* Data for analysis:
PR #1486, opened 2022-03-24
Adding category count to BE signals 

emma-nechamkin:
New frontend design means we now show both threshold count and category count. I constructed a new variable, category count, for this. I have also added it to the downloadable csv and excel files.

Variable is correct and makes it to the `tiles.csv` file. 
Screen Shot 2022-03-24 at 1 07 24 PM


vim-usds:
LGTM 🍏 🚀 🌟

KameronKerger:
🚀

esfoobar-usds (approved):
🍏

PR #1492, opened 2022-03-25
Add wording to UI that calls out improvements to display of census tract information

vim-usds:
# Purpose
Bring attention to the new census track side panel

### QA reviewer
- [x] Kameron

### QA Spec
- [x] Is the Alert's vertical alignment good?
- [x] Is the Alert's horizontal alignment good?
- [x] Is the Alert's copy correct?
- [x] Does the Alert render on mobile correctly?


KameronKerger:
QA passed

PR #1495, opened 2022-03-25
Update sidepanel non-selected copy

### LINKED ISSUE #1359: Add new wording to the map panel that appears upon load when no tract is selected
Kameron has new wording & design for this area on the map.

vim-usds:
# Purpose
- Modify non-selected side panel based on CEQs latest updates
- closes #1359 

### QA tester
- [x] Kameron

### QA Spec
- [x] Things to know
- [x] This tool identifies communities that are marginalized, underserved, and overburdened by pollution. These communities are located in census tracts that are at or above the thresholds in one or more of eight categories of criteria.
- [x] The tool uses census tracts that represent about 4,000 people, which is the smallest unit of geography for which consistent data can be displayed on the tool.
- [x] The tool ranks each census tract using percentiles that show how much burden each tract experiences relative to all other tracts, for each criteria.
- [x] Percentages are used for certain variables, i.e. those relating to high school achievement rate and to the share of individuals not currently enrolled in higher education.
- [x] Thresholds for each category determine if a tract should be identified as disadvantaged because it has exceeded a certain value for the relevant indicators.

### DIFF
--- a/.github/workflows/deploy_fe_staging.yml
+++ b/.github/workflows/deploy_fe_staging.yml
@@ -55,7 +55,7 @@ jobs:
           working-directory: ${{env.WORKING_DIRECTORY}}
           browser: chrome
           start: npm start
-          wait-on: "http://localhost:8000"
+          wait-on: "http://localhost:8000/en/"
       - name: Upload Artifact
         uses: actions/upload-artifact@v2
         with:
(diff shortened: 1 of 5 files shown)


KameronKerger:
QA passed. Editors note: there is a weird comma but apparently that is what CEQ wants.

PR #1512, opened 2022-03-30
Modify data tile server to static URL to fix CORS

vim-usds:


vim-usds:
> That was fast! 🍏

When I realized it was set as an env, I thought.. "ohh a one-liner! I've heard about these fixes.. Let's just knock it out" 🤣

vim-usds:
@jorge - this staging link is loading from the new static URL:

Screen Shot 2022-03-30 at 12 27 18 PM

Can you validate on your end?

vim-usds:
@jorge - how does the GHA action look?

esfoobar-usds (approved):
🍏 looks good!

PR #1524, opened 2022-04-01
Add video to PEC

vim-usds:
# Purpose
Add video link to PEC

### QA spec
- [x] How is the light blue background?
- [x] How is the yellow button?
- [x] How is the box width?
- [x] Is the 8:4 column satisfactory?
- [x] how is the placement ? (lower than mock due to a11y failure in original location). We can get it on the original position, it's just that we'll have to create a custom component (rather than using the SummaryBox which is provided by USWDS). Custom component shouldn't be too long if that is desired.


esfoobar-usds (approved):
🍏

* Task objective:
In your reply, write out all of the material exactly as it was given.

* Written answer:
PR #1486, opened 2022-03-24
Adding category count to BE signals 

emma-nechamkin:
New frontend design means we now show both threshold count and category count. I constructed a new variable, category count, for this. I have also added it to the downloadable csv and excel files.

Variable is correct and makes it to the `tiles.csv` file. 
Screen Shot 2022-03-24 at 1 07 24 PM


vim-usds:
LGTM 🍏 🚀 🌟

KameronKerger:
🚀

esfoobar-usds (approved):
🍏

PR #1492, opened 2022-03-25
Add wording to UI that calls out improvements to display of census tract information

vim-usds:
# Purpose
Bring attention to the new census track side panel

### QA reviewer
- [x] Kameron

### QA Spec
- [x] Is the Alert's vertical alignment good?
- [x] Is the Alert's horizontal alignment good?
- [x] Is the Alert's copy correct?
- [x] Does the Alert render on mobile correctly?


KameronKerger:
QA passed

PR #1495, opened 2022-03-25
Update sidepanel non-selected copy

### LINKED ISSUE #1359: Add new wording to the map panel that appears upon load when no tract is selected
Kameron has new wording & design for this area on the map.

vim-usds:
# Purpose
- Modify non-selected side panel based on CEQs latest updates
- closes #1359 

### QA tester
- [x] Kameron

### QA Spec
- [x] Things to know
- [x] This tool identifies communities that are marginalized, underserved, and overburdened by pollution. These communities are located in census tracts that are at or above the thresholds in one or more of eight categories of criteria.
- [x] The tool uses census tracts that represent about 4,000 people, which is the smallest unit of geography for which consistent data can be displayed on the tool.
- [x] The tool ranks each census tract using percentiles that show how much burden each tract experiences relative to all other tracts, for each criteria.
- [x] Percentages are used for certain variables, i.e. those relating to high school achievement rate and to the share of individuals not currently enrolled in higher education.
- [x] Thresholds for each category determine if a tract should be identified as disadvantaged because it has exceeded a certain value for the relevant indicators.

### DIFF
--- a/.github/workflows/deploy_fe_staging.yml
+++ b/.github/workflows/deploy_fe_staging.yml
@@ -55,7 +55,7 @@ jobs:
           working-directory: ${{env.WORKING_DIRECTORY}}
           browser: chrome
           start: npm start
-          wait-on: "http://localhost:8000"
+          wait-on: "http://localhost:8000/en/"
       - name: Upload Artifact
         uses: actions/upload-artifact@v2
         with:
(diff shortened: 1 of 5 files shown)


KameronKerger:
QA passed. Editors note: there is a weird comma but apparently that is what CEQ wants.

PR #1512, opened 2022-03-30
Modify data tile server to static URL to fix CORS

vim-usds:


vim-usds:
> That was fast! 🍏

When I realized it was set as an env, I thought.. "ohh a one-liner! I've heard about these fixes.. Let's just knock it out" 🤣

vim-usds:
@jorge - this staging link is loading from the new static URL:

Screen Shot 2022-03-30 at 12 27 18 PM

Can you validate on your end?

vim-usds:
@jorge - how does the GHA action look?

esfoobar-usds (approved):
🍏 looks good!

PR #1524, opened 2022-04-01
Add video to PEC

vim-usds:
# Purpose
Add video link to PEC

### QA spec
- [x] How is the light blue background?
- [x] How is the yellow button?
- [x] How is the box width?
- [x] Is the 8:4 column satisfactory?
- [x] how is the placement ? (lower than mock due to a11y failure in original location). We can get it on the original position, it's just that we'll have to create a custom component (rather than using the SummaryBox which is provided by USWDS). Custom component shouldn't be too long if that is desired.


esfoobar-usds (approved):
🍏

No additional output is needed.